**DATA PROVIDED:**

++++++++++

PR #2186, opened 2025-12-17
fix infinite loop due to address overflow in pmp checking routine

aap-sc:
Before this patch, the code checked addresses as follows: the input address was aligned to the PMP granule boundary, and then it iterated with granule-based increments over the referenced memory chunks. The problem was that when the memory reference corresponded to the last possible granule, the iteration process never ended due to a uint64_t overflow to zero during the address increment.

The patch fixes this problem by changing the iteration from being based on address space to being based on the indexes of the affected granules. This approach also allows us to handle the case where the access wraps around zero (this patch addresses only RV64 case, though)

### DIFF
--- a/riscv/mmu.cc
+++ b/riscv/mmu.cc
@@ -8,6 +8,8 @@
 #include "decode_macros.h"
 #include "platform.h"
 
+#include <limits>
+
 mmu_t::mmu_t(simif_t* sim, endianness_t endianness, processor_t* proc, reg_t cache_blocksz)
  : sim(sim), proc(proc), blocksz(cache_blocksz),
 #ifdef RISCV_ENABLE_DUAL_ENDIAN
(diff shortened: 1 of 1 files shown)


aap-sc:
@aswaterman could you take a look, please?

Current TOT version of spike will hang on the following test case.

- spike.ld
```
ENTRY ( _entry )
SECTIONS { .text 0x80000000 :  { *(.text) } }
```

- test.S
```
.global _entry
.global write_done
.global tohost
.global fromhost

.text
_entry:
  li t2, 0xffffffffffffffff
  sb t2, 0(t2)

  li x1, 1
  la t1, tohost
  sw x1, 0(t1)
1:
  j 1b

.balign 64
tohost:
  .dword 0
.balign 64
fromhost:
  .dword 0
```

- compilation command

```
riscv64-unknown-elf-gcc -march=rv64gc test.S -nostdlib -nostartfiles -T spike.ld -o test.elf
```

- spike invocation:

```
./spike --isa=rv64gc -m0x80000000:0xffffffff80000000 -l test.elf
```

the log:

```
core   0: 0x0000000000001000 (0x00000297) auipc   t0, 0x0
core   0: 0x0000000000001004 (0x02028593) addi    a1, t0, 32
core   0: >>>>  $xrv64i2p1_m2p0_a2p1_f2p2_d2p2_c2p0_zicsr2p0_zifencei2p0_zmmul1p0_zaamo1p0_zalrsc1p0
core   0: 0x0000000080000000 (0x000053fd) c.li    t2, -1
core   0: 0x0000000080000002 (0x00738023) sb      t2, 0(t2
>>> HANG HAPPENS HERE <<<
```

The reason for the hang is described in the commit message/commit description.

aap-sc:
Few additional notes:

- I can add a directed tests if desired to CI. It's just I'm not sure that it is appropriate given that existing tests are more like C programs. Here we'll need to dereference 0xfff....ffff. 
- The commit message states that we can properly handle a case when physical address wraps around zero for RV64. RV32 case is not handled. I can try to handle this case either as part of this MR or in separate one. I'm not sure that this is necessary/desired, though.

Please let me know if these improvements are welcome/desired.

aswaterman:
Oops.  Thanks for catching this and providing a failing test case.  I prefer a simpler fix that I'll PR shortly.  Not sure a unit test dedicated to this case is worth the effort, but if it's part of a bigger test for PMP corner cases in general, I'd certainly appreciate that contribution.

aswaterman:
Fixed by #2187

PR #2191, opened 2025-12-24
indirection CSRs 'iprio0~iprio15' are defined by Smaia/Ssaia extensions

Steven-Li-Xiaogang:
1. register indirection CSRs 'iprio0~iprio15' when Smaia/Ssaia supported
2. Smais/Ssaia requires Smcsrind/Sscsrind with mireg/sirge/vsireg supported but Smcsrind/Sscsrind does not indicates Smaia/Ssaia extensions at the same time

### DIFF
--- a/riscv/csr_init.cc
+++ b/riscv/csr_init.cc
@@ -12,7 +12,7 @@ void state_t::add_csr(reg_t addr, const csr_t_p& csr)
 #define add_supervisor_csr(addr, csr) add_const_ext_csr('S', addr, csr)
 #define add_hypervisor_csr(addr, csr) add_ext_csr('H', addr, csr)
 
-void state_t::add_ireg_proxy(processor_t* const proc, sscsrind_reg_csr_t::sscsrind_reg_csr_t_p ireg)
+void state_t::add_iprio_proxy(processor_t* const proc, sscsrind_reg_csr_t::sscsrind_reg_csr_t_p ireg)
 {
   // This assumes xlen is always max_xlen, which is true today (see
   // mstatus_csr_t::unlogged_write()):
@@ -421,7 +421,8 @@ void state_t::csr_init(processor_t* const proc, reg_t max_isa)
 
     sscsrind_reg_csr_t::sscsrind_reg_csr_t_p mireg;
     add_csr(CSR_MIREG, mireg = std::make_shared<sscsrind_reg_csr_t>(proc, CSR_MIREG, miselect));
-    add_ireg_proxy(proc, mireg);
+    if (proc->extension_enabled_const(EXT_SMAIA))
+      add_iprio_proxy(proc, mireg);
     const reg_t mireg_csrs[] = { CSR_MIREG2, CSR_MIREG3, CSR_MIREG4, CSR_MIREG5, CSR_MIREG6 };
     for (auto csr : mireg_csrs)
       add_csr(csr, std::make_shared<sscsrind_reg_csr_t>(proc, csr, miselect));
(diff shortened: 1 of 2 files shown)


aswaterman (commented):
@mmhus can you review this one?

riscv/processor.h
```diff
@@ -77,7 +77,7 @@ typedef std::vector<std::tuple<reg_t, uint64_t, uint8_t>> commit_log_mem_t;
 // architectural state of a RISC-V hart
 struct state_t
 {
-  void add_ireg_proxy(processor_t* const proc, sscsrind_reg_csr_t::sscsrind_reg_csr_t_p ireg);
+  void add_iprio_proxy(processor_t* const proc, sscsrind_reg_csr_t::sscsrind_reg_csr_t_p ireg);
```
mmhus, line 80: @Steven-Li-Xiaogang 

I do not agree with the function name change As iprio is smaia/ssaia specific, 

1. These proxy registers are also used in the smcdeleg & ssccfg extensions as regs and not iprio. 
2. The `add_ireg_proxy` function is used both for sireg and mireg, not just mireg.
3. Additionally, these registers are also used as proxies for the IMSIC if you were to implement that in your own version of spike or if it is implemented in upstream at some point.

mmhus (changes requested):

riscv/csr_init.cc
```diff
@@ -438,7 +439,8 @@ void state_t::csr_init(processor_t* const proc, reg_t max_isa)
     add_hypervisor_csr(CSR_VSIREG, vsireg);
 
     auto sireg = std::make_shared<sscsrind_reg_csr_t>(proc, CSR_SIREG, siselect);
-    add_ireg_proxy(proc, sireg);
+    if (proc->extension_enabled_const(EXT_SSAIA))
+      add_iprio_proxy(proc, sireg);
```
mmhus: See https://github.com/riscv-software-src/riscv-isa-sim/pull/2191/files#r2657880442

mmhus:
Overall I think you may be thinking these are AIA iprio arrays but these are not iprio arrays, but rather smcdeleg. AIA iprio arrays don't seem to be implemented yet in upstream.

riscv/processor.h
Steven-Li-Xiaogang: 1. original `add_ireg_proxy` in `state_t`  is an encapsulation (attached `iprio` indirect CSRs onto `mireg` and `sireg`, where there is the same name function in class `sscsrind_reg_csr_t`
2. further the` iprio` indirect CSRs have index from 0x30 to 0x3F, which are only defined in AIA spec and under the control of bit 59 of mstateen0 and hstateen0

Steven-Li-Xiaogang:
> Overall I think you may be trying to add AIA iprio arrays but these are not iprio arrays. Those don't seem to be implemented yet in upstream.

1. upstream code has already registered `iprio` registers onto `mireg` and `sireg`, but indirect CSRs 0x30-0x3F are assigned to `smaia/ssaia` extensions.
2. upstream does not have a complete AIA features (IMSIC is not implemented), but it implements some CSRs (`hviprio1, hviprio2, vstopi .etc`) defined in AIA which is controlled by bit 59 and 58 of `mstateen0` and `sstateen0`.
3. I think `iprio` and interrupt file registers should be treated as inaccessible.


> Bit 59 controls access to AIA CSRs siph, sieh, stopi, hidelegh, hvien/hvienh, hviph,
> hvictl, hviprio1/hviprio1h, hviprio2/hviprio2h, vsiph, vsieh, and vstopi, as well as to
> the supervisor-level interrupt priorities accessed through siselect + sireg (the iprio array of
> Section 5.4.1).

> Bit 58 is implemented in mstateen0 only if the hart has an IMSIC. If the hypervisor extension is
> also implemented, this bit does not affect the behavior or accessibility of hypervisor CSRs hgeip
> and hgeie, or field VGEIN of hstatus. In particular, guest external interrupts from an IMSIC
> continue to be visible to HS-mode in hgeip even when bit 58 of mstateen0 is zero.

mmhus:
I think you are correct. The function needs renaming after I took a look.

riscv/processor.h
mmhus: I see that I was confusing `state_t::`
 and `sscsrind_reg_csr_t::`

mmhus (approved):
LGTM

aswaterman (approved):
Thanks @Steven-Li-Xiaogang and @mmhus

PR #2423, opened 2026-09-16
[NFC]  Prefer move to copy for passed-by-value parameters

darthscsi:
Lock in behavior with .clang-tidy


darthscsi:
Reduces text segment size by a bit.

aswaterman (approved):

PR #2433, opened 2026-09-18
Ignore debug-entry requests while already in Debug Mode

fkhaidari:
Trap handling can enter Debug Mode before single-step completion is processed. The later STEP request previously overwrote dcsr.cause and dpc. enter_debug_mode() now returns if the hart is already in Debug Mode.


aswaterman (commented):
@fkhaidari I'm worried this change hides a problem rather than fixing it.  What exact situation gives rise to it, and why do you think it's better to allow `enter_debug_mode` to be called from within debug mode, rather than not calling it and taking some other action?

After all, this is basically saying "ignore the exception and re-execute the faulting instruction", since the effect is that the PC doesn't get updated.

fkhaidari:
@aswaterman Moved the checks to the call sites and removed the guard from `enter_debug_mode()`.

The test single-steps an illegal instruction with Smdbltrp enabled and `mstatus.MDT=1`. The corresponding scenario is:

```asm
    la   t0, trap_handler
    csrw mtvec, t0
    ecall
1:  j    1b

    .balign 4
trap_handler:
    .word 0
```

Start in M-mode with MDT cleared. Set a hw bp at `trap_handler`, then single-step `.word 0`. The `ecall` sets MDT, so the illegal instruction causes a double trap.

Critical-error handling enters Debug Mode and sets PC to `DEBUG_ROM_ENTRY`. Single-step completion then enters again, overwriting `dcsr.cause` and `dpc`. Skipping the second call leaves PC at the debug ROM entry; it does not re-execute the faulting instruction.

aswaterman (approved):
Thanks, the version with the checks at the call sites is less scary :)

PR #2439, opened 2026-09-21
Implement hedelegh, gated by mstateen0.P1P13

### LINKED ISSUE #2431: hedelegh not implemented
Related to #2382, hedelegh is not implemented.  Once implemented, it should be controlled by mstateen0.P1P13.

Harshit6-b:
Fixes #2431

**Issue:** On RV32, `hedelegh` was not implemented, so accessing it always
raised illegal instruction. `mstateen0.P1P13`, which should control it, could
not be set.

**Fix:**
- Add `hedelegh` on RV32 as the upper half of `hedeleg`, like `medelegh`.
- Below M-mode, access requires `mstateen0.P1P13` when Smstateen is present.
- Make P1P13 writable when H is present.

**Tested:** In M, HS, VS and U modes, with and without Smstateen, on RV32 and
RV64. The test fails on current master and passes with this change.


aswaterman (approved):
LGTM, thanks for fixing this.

++++++++++

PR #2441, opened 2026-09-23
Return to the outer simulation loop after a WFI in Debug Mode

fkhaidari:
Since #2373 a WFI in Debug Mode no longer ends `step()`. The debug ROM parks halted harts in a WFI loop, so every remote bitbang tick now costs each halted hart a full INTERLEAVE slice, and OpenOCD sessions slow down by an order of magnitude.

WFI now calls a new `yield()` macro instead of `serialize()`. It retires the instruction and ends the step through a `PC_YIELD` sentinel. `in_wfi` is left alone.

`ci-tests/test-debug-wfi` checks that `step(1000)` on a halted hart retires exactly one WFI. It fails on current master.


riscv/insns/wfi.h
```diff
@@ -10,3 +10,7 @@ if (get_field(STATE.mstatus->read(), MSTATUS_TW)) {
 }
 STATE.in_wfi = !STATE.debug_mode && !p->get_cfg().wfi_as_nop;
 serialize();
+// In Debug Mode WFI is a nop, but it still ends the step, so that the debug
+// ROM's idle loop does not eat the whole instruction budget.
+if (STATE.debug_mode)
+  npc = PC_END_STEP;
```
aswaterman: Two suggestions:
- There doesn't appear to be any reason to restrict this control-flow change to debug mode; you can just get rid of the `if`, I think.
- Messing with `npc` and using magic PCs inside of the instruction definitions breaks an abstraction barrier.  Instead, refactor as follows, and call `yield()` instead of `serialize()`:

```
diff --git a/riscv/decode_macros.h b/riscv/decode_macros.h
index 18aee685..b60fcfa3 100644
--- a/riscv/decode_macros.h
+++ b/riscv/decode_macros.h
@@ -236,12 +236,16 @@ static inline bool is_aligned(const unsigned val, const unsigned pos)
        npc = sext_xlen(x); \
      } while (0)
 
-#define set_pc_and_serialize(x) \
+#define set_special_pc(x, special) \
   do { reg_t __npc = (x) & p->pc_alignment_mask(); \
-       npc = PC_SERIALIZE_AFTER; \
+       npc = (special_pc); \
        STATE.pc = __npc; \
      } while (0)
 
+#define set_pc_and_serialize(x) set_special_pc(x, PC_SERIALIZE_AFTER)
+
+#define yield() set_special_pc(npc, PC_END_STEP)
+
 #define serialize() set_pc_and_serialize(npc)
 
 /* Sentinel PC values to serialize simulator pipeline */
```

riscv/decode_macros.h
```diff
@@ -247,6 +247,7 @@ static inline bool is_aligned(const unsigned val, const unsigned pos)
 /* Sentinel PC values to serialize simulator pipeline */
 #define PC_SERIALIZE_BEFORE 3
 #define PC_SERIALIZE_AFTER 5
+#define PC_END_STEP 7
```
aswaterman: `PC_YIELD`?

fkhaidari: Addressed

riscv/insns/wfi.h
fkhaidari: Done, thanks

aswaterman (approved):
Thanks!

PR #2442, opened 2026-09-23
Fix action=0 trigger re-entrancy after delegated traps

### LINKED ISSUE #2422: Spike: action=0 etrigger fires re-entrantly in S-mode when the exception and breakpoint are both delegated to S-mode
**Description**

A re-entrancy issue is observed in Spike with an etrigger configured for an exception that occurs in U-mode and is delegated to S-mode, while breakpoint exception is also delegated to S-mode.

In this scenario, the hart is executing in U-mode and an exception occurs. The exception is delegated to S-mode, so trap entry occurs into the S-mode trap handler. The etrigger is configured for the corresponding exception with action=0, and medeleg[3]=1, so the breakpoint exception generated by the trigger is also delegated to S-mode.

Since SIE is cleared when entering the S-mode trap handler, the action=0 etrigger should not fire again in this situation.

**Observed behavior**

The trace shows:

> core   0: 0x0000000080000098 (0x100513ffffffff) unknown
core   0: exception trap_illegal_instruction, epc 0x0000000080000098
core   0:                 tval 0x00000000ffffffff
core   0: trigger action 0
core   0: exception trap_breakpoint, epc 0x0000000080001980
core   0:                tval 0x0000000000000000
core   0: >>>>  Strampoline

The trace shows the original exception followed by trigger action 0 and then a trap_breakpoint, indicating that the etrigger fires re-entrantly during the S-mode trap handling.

++++++++++

**EXERCISE AIM:** For this exercise, output exactly the lines above from the line with "appreciate that contribution." to the line with "#define add_hypervisor_csr(addr, csr)", counting both, and leave out the rest.

**EXPECTED ANSWER:**
Oops.  Thanks for catching this and providing a failing test case.  I prefer a simpler fix that I'll PR shortly.  Not sure a unit test dedicated to this case is worth the effort, but if it's part of a bigger test for PMP corner cases in general, I'd certainly appreciate that contribution.

aswaterman:
Fixed by #2187

PR #2191, opened 2025-12-24
indirection CSRs 'iprio0~iprio15' are defined by Smaia/Ssaia extensions

Steven-Li-Xiaogang:
1. register indirection CSRs 'iprio0~iprio15' when Smaia/Ssaia supported
2. Smais/Ssaia requires Smcsrind/Sscsrind with mireg/sirge/vsireg supported but Smcsrind/Sscsrind does not indicates Smaia/Ssaia extensions at the same time

### DIFF
--- a/riscv/csr_init.cc
+++ b/riscv/csr_init.cc
@@ -12,7 +12,7 @@ void state_t::add_csr(reg_t addr, const csr_t_p& csr)
 #define add_supervisor_csr(addr, csr) add_const_ext_csr('S', addr, csr)
 #define add_hypervisor_csr(addr, csr) add_ext_csr('H', addr, csr)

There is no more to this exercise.